Report: Indiana’s tax system costs manufacturing, life sciences companies but competitive in HQs
The Hoosier state’s tax system makes it less competitive in capital-intensive industries like manufacturing and life sciences, the Indiana Chamber of Commerce found in a report released Monday.
That’s compared to 14 neighboring and competitive benchmark states: Florida, Georgia, Illinois, Iowa, Kentucky, Michigan, Nevada, North Carolina, Ohio, Pennsylvania, Tennessee, Texas, Utah and Wisconsin.
Indiana has a higher effective tax rate for such businesses because it taxes personal property, according to the chamber. Property and business entity taxes impact these companies the most.
But the state is more competitive with headquarters because of its relatively low sales and business entity taxes — which are a bigger part of the tax burden headquarters typically pay.
“Indiana ranks fifth lowest among benchmark states for total effective business tax rate at 3.8%, well below the U.S. average of 5.0%,” said David Ober, senior vice president of business operations and finance, in a news release. “We are well-positioned as a leader in overall business tax competitiveness.”

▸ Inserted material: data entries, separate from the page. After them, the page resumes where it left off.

PR #4298, opened 2023-11-08
Only define __builtin_cpu_is and __builtin_cpu_supports if not present.

ChipKerchner:
Fixes instances where __builtin_cpu_is and __builtin_cpu_supports are already defined.

[4297](https://github.com/OpenMathLib/OpenBLAS/issues/4297)

### DIFF
--- a/driver/others/dynamic_power.c
+++ b/driver/others/dynamic_power.c
@@ -202,7 +202,7 @@ static int cpuid(void)
 #ifndef __BUILTIN_CPU_SUPPORTS__
 #include <string.h>
 
-#if defined(__has_builtin) && !__has_builtin(__builtin_cpu_is)
+#if defined(_AIX) || (defined(__has_builtin) && !__has_builtin(__builtin_cpu_is))
 static int __builtin_cpu_is(const char *arg)
 {
     static int ipinfo = -1;
@@ -227,7 +227,7 @@ static int __builtin_cpu_is(const char *arg)
 }
 #endif
 
-#if defined(__has_builtin) && !__has_builtin(__builtin_cpu_supports)
+#if defined(_AIX) || (defined(__has_builtin) && !__has_builtin(__builtin_cpu_supports))
 static int __builtin_cpu_supports(const char *arg)
 {
     return 0;
--- a/driver/others/dynamic_power.c
+++ b/driver/others/dynamic_power.c
@@ -202,6 +202,7 @@ static int cpuid(void)
 #ifndef __BUILTIN_CPU_SUPPORTS__
 #include <string.h>
 
+#if defined(__has_builtin) && !__has_builtin(__builtin_cpu_is)
 static int __builtin_cpu_is(const char *arg)
 {
     static int ipinfo = -1;
@@ -224,11 +225,14 @@ static int __builtin_cpu_is(const char *arg)
     }
     return 0;
 }
+#endif
 
+#if defined(__has_builtin) && !__has_builtin(__builtin_cpu_supports)
 static int __builtin_cpu_supports(const char *arg)
 {
     return 0;
 }
+#endif
 #endif
 
 static gotoblas_t *get_coretype(void) {


ChipKerchner:
This is good to go now.  We have one more fix for the Makefiles in a PR after this one.  So it is important to merge this ASAP.

imciner2:
This change appears to break the build using older GCC versions, specifically GCC 6 (which is used by Julia right now), e.g. https://buildkite.com/julialang/yggdrasil/builds/6594#018bcac6-5ab5-4ef8-ad1b-710d3d36d968 shows the build failure 

```
[22:49:16] dynamic_power.c:205:63: error: missing binary operator before token "("
[22:49:16]  #if defined(_AIX) || (defined(__has_builtin) && !__has_builtin(__builtin_cpu_is))
[22:49:16]                                                                ^
[22:49:16] dynamic_power.c:230:63: error: missing binary operator before token "("
[22:49:16]  #if defined(_AIX) || (defined(__has_builtin) && !__has_builtin(__builtin_cpu_supports))
[22:49:16]                                                                ^
[22:49:16] make[1]: *** [<builtin>: dynamic_power.o] Error 1
```

I believe what is happening is that the check
```
#if defined(_AIX) || (defined(__has_builtin) && !__has_builtin(__builtin_cpu_is))
```
is not valid in GCC 9 and before, because GCC 10 is the first one to add `__has_builtin`. The GCC docs seem to suggest that testing for `defined(__has_builtin)` should be done in a separate `#if` from the actual `__has_builtin` check, since I am guessing that since `__has_builtin` doesn't exist, it is getting an unsupported statement in the last condition.

martin-frbg:
Good to know that some high-profile users are still using a compiler from six years ago
My evil intention is to just
```
#if !defined(__has_builtin)
#define __has_builtin
#endif
```
before the first of the two occurences of this addition. (Next question is going to be if `cpuid()` is going to be supported in such an "old" context)

ChipKerchner:
I'm working on a patch with a similar fix for __has_builtin.  It should fix other issues with older versions of gcc too.

martin-frbg:
Ok, thanks, I'll hold off trying to fix this then - one warning that came up in my tests is that `__builtin_cpu_is` requires at least glibc 2.23 on non-AIX systems. (Seen on cfarm135 in the gcc compile farm, a power9 hosted by OSUOSL running CentOS 7.9 - this has glibc 2.17 and gcc 4.8.5 as the system compiler)

ChipKerchner:
That last one is a problem with __BUILTIN_CPU_SUPPORTS__ not fully supported due to glibc.  It would require an update of these libraries to resolve that.

giordano:
Yeah, in the Julia build linked above we target powerpc64le with glibc 2.17 (see https://github.com/JuliaPackaging/Yggdrasil/blob/4ab7f9990d0e0a2a2ddad02924a118936b32bc6e/RootFS.md#glibc-versions), because that's what RedHat 7 was using.

ChipKerchner:
You can try this branch if you'd like

```
https://github.com/ChipKerchner/OpenBLAS/tree/fixOldGCCPower
```

ChipKerchner:
Try this.  See if it fixes your issues.

[4320](https://github.com/OpenMathLib/OpenBLAS/pull/4320)

martin-frbg:
Makes me wonder if the PGI kludge would work for the "`if !defined(__BUILTIN_CPU_SUPPORTS__)`" case too, instead of chickening out ?

ChipKerchner:
I have no way to test that (PGI) setup.

martin-frbg:
Doesn't have to be PGI, my thought was simply to tack the `|| !defined(__BUILTIN_CPU_SUPPORTS)` to the "if PGI or CLANG" - thinking that should work on oldish Linux (which I can test) but not sure if the assembly hack would also work  on AIX _if it ever ends up in that branch_

ChipKerchner:
It "could" work but I'm not going to make that type of change without being able to test the PGI environment.

martin-frbg:
Tried it and it worked, but in the end it would only benefit gcc versions that are too old to compile anything newer than POWER8 code anyway.

ChipKerchner:
A reason for PGI to update its support for the Power gcc compiler.

martin-frbg:
AFAIK the NVIDIA HPC compiler is LLVM-based nowadays, PGI is history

“However, when you focus on specific industries for which Indiana is known, such as manufacturing and life sciences, the data shows opportunities for improvement,” he continued. “By addressing these areas, we can further sharpen our competitive advantage and continue to drive economic growth.”

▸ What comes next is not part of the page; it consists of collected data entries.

PR #4320, opened 2023-11-14
Fix older versions of gcc - missing __has_builtin, cpuid and no support of P10.

ChipKerchner:
Fix older versions of gcc - missing __has_builtin, cpuid and no support of P10.


ChipKerchner:
Tested with gcc 4.8.5

giordano:
I can confirm compilation is successful for powerpc (and all the other platforms we support) is successful with this PR: https://buildkite.com/julialang/yggdrasil/builds/6623

PR #5869, opened 2026-06-25
mkdocs: set repo_name

MaddyGuthridge:
That way the path to the GitHub repo is displayed instead of just the generic text "GitHub"


rgommers (approved):
LGTM, thanks @MaddyGuthridge.

Tested locally, changes from this:

Image

to this:

Image

It's minor, but it does look a little nicer.

I'm inclined to merge this without running O(90) more CI jobs; @martin-frbg please let me know if that doesn't sound right.

PR #5875, opened 2026-07-02
Allow benchmark targets to link against a user-specified OpenBLAS library

naoto-aoki-fy:
## Summary

This pull request makes the benchmark Makefile support linking benchmark binaries against a configurable OpenBLAS library.

It introduces the `OPENBLAS_LIB` variable, which defaults to the existing `../$(LIBNAME)` path, and replaces hard-coded references to `../$(LIBNAME)` in benchmark link targets with this variable.

## Motivation

The benchmark targets currently depend directly on `../$(LIBNAME)`, which makes it difficult to link them against OpenBLAS packages provided by Linux distributions or other externally installed OpenBLAS libraries.

By making the library path configurable, downstream packagers and users can more easily build benchmark binaries against a distro-provided OpenBLAS package, including shared-library installations. For example, benchmarks can be built with an externally provided library by passing `OPENBLAS_LIB` on the make command line:

```sh
make OPENBLAS_LIB=-lopenblaso
```

The default behavior is preserved when `OPENBLAS_LIB` is not overridden.

## Changes

* Add `OPENBLAS_LIB ?= ../$(LIBNAME)` to `benchmark/Makefile`
* Replace hard-coded `../$(LIBNAME)` dependencies with `$(OPENBLAS_LIB)` across `.goto` benchmark targets
* Allow benchmark builds to override the OpenBLAS link target, for example with `make OPENBLAS_LIB=-lopenblaso`
* Keep the existing default linkage behavior unchanged when `OPENBLAS_LIB` is not overridden

## Notes

This change is intended to improve build flexibility for benchmark targets, especially for packaging environments that prefer linking against system-provided OpenBLAS libraries.

### DIFF
--- a/benchmark/Makefile
+++ b/benchmark/Makefile
@@ -29,7 +29,9 @@
 TOPDIR	= ..
 include $(TOPDIR)/Makefile.system
 
-OPENBLAS_LIB ?= ../$(LIBNAME)
+ifndef OPENBLAS_LIB
+  OPENBLAS_LIB_DEP = ../$(LIBNAME)
+endif
 
 # ACML standard
 #ACML=/opt/acml5.3.1/gfortran64_mp/lib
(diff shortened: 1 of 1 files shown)


naoto-aoki-fy:
I noticed a mistake, so I'll close this for now.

The chamber’s report also examines state property, sales and individual income tax, along with local impositions.
Ernst & Young, an Indianapolis-based consultancy, conducted the study.
Other taxes
The chamber found that Indiana’s total tax burden — state and local — has been consistently under the U.S. average.
Hoosier taxes per capita totaled $5,600 in the 2022 fiscal year, compared to about $7,100 nationally. Indiana’s combined tax burden was about 9.6% of personal income, lower than the 10.8% U.S. average and in the middle of the benchmark states.

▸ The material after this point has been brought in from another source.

PR #5874, opened 2026-07-02
Fix ZA tile slice indices in ssyrk SME direct kernel

jschueller:
The kernel_2x2 function uses 4 ZA tiles (0-3) each with svl slices. Tiles 0/1 handle rows 0..svl-1 with slice indices 0..svl-1. Tiles 2/3 handle rows svl..2*svl-1, so their slice indices must start at 0, i.e. (i - svl) instead of i.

But, the chamber said, Indiana “stands out” for getting a relatively high share of state and local revenue from individual income and sales tax, with a lower share from corporate income and other taxes. That’s without the option for a local sales tax.
Property taxes have been a major Hoosier constituent complaint and political problem. They provided 23% of Indiana’s state and local revenue — lower than the U.S. average of 29% and lower than 11 benchmark states.
“Our state’s tax climate is the result of sustained efforts over decades to build a strong, business-friendly environment,” chamber President and CEO Vanessa Green Sinders said.
“Indiana is well-positioned among our peers to attract capital investment and support long-term economic growth,” she said. “The data from phase one of this study highlights key opportunities for improvement, which will help us gain a competitive edge moving forward.”
It’s the first in a two-part examination of Indiana’s tax structure in comparison to the benchmark states; phase two is expected to offer tax reform recommendations.
“This study marks the first step in a larger effort,” Sinders said.
“As we move forward, we will meet with key lawmakers, administration officials and local leaders across Indiana to ensure that the findings from phase one are used to drive policy decisions,” she added. “Our goal is to work collaboratively to shape policies that strengthen Indiana’s economic foundation and keep us ahead in the competitive landscape.”
Legislators will enter the biennial budget-writing session in January. Lawmakers are also considering long-term tax reform as part of a two-year task force.
The tax study was informed by consultations with the chamber’s Tax Research Advisory Committee, which includes representatives from key business sectors, tax policy experts, consultants, some state agencies and economic development professionals.
The chamber identified Ambassador Enterprises and AES Indiana as lead investors in the project. Other contributors were Maple Leaf Farms, bp America, dormakaba Americas, Cleveland-Cliffs Inc., Al & Kathy Hubbard, OneMain Financial and CountryMark.